● Work task
Repeat precisely the span of lines below that opens with the line containing "Seems like GA4" and closes with the line containing "--- a/_config.yml", both included.
START Supplied information
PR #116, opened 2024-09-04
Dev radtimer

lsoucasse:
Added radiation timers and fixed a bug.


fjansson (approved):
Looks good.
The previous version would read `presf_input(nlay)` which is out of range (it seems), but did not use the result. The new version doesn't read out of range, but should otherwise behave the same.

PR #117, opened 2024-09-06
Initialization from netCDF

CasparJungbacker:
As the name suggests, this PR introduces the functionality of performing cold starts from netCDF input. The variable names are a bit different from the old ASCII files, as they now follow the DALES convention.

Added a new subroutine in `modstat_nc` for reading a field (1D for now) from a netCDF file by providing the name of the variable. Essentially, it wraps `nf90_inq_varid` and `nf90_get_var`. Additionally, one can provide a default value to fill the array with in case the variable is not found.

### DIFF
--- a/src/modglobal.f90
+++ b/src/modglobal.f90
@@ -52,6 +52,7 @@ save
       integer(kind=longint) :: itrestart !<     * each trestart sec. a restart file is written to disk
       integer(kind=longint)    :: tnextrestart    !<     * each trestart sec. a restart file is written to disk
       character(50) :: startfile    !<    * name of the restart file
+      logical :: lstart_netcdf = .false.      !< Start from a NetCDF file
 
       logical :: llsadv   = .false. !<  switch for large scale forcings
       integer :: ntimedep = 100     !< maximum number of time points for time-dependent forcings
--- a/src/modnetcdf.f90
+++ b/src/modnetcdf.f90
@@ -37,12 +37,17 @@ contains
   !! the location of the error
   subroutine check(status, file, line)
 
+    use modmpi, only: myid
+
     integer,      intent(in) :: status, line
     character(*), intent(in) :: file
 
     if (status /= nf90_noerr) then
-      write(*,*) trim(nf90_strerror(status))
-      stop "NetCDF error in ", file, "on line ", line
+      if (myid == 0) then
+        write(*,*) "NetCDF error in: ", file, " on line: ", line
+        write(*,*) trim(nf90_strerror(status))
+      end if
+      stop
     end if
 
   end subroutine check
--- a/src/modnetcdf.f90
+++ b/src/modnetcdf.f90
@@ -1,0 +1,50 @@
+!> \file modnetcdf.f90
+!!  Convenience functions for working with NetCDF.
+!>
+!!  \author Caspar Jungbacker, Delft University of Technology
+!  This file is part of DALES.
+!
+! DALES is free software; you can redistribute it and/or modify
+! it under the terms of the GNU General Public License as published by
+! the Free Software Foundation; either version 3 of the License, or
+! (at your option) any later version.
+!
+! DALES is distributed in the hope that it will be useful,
END Supplied information
START Supplied information
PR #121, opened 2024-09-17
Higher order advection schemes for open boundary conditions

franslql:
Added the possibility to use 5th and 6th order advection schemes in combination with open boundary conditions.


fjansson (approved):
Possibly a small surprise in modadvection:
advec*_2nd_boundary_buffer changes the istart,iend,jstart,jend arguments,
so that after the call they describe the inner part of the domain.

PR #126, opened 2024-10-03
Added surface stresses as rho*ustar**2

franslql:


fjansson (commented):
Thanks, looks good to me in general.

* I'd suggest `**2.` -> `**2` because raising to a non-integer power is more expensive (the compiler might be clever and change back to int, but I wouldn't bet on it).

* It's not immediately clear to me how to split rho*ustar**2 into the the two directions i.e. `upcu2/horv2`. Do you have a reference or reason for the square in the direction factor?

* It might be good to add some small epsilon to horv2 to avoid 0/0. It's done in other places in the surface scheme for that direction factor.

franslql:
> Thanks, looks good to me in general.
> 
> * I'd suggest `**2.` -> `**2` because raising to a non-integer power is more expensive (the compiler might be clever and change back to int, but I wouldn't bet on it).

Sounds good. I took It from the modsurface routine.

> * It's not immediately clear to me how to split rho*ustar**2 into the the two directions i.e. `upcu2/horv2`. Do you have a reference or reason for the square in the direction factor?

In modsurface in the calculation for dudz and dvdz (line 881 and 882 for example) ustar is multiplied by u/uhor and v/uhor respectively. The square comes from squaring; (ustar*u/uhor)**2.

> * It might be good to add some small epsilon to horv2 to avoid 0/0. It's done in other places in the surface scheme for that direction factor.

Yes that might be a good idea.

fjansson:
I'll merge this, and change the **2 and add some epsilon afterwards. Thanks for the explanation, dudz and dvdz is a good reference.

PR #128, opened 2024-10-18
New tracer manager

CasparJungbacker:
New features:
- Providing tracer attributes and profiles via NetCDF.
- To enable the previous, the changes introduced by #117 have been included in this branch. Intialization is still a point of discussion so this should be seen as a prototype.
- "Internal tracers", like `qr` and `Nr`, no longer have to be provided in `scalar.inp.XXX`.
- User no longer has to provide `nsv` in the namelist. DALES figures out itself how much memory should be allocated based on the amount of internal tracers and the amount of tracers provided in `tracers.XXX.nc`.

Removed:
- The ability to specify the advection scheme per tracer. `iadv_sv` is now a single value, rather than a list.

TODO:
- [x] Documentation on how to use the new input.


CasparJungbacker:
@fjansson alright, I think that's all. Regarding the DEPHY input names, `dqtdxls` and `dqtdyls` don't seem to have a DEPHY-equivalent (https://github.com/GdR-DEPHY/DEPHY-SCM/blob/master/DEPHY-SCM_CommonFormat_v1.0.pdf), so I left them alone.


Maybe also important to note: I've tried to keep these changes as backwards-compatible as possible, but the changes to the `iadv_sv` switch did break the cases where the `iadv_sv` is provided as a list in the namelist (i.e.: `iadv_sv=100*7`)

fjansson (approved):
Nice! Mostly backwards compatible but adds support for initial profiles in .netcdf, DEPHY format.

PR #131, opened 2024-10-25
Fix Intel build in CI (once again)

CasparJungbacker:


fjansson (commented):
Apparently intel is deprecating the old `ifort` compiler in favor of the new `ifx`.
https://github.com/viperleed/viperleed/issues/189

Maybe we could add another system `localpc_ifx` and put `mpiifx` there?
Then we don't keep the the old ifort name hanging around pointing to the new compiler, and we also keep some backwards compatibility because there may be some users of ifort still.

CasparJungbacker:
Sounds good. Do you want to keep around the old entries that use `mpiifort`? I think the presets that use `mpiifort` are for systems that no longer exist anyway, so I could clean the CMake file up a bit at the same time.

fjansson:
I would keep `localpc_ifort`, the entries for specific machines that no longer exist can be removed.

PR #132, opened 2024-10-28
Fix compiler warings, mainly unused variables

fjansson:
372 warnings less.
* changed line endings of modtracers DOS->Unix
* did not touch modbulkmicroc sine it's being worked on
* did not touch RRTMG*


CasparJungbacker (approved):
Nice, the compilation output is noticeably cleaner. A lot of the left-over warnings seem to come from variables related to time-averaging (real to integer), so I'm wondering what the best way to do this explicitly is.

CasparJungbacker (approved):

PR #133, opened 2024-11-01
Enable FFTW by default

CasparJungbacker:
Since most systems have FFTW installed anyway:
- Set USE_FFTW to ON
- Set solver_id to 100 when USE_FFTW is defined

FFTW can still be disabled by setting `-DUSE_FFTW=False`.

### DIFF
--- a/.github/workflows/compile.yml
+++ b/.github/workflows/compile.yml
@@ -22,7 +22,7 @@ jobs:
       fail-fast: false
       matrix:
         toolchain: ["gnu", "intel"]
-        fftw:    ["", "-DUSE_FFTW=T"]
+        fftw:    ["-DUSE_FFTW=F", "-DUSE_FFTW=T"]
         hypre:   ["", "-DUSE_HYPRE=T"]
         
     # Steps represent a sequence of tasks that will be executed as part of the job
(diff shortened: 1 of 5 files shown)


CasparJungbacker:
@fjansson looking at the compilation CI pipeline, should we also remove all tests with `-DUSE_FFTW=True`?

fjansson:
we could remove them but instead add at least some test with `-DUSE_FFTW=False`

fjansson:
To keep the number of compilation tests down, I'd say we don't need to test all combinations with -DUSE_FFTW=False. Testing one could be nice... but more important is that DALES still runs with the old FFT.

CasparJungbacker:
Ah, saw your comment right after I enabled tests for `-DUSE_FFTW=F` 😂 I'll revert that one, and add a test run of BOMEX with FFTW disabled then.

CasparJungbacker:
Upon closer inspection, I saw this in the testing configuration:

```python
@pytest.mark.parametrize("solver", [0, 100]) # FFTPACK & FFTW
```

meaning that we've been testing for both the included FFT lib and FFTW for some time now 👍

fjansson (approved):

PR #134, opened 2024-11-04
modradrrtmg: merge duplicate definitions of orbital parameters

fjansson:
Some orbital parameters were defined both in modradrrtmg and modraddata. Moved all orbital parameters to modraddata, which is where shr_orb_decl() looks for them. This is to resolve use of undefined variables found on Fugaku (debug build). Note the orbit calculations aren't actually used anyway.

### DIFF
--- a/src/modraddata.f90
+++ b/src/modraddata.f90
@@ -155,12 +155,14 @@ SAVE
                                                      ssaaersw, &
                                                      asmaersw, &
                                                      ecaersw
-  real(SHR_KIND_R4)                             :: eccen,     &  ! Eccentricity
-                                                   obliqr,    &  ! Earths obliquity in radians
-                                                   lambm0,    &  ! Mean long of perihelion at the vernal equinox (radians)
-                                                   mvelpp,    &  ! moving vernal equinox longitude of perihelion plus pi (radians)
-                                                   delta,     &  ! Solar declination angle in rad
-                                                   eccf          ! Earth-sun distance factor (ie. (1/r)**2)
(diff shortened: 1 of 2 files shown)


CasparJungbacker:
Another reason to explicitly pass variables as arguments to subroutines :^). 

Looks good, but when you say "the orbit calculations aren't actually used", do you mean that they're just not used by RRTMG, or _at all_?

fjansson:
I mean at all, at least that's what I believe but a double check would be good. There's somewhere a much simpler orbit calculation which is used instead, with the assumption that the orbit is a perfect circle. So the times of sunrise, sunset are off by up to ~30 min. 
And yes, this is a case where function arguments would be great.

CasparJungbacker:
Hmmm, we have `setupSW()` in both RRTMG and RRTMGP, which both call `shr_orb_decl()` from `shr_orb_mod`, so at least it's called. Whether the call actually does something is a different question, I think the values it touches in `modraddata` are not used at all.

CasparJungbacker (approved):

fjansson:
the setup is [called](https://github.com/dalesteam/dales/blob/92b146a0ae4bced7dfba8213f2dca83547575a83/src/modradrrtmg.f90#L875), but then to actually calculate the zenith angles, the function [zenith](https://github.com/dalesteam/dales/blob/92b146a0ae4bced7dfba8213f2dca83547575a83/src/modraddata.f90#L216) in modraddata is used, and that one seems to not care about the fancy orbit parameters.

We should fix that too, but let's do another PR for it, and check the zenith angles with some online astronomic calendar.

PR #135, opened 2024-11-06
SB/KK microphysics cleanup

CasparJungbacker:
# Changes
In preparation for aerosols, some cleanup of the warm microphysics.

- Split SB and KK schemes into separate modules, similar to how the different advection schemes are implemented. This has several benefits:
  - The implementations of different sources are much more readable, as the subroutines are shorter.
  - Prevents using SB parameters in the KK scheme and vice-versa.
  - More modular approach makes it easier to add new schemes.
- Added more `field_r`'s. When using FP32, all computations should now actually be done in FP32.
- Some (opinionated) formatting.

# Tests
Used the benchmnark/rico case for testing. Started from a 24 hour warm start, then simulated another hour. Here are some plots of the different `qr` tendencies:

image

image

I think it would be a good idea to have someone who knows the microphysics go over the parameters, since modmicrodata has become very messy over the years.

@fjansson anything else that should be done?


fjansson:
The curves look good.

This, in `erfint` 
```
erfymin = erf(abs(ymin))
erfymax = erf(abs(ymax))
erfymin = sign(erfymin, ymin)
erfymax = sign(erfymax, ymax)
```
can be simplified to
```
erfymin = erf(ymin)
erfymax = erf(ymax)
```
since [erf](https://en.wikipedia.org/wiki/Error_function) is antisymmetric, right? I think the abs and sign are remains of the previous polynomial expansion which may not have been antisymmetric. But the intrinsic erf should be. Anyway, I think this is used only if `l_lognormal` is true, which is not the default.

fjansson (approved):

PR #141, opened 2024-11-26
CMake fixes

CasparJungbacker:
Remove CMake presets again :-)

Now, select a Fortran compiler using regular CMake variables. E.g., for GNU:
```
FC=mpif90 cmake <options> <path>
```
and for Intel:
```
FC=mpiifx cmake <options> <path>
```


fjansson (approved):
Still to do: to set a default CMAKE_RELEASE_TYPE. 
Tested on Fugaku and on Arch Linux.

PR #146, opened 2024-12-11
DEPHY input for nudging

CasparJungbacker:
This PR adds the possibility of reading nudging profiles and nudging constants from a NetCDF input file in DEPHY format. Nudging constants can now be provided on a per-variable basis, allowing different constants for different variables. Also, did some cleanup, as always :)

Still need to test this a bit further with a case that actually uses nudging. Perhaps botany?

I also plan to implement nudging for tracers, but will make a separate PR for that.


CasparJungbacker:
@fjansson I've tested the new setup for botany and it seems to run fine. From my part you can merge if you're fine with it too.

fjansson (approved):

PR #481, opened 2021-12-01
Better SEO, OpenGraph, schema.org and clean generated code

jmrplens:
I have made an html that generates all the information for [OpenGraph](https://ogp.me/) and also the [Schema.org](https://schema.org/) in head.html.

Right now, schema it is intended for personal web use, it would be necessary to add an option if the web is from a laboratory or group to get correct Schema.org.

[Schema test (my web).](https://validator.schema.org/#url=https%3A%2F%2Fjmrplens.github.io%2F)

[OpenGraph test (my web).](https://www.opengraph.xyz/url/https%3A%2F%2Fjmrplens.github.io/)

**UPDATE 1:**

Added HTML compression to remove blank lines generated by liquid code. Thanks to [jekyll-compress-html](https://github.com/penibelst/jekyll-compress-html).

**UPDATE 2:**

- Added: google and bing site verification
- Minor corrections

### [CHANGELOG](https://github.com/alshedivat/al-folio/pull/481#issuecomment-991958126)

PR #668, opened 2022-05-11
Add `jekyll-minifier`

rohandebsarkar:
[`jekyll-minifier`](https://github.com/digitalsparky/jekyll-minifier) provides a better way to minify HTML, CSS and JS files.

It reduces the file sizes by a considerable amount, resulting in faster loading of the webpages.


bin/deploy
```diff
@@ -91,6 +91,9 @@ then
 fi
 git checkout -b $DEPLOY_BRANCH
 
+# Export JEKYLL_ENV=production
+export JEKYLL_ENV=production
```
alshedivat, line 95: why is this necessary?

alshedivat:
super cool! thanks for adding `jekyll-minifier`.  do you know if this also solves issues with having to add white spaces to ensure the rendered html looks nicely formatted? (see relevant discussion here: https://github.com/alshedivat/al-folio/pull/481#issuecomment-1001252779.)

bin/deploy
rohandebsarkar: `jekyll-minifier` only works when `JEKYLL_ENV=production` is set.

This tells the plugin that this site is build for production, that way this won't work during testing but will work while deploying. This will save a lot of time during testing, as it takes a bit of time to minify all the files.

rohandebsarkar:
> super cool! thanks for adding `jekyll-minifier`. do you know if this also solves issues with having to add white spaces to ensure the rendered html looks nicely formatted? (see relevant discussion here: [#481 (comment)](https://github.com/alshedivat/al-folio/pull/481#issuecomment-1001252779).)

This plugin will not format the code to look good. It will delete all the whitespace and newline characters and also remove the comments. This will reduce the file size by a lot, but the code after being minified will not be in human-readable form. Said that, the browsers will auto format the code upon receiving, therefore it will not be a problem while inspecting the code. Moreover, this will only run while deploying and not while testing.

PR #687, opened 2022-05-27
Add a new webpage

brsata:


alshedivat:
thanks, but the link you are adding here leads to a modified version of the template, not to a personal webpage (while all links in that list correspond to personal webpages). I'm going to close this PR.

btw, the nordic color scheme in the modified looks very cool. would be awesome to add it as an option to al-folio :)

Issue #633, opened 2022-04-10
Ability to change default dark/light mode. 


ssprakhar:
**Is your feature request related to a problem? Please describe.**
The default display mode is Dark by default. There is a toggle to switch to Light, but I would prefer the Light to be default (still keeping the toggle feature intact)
END Supplied information
START Supplied information
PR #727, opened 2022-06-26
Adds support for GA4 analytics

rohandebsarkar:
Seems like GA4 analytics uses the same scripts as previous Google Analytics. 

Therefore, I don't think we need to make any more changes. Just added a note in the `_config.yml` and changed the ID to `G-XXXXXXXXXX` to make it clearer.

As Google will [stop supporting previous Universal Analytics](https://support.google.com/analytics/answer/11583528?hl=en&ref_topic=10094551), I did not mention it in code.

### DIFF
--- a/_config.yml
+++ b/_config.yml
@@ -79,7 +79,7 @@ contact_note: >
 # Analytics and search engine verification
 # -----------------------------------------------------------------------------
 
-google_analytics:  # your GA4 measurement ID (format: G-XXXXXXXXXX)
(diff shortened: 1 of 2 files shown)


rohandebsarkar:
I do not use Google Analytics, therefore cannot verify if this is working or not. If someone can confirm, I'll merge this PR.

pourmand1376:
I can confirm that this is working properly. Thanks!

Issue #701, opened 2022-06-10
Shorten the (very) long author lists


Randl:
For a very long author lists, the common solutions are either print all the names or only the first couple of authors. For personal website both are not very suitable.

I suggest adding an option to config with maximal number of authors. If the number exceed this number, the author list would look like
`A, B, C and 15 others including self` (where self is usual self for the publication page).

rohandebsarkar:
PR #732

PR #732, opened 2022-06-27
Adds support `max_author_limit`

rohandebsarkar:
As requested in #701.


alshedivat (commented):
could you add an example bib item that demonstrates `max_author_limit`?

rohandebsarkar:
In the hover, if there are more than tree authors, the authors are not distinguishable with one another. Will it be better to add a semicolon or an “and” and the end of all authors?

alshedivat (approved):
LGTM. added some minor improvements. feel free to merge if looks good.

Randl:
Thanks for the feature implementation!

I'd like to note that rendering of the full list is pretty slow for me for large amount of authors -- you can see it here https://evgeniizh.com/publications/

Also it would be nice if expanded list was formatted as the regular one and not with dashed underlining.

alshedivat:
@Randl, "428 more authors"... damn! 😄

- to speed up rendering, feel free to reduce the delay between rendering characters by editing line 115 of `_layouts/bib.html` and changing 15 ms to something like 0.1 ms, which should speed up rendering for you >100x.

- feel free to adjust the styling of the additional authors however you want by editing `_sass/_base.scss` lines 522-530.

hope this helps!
END Supplied information
● Answer area
Seems like GA4 analytics uses the same scripts as previous Google Analytics. 

Therefore, I don't think we need to make any more changes. Just added a note in the `_config.yml` and changed the ID to `G-XXXXXXXXXX` to make it clearer.

As Google will [stop supporting previous Universal Analytics](https://support.google.com/analytics/answer/11583528?hl=en&ref_topic=10094551), I did not mention it in code.

### DIFF
--- a/_config.yml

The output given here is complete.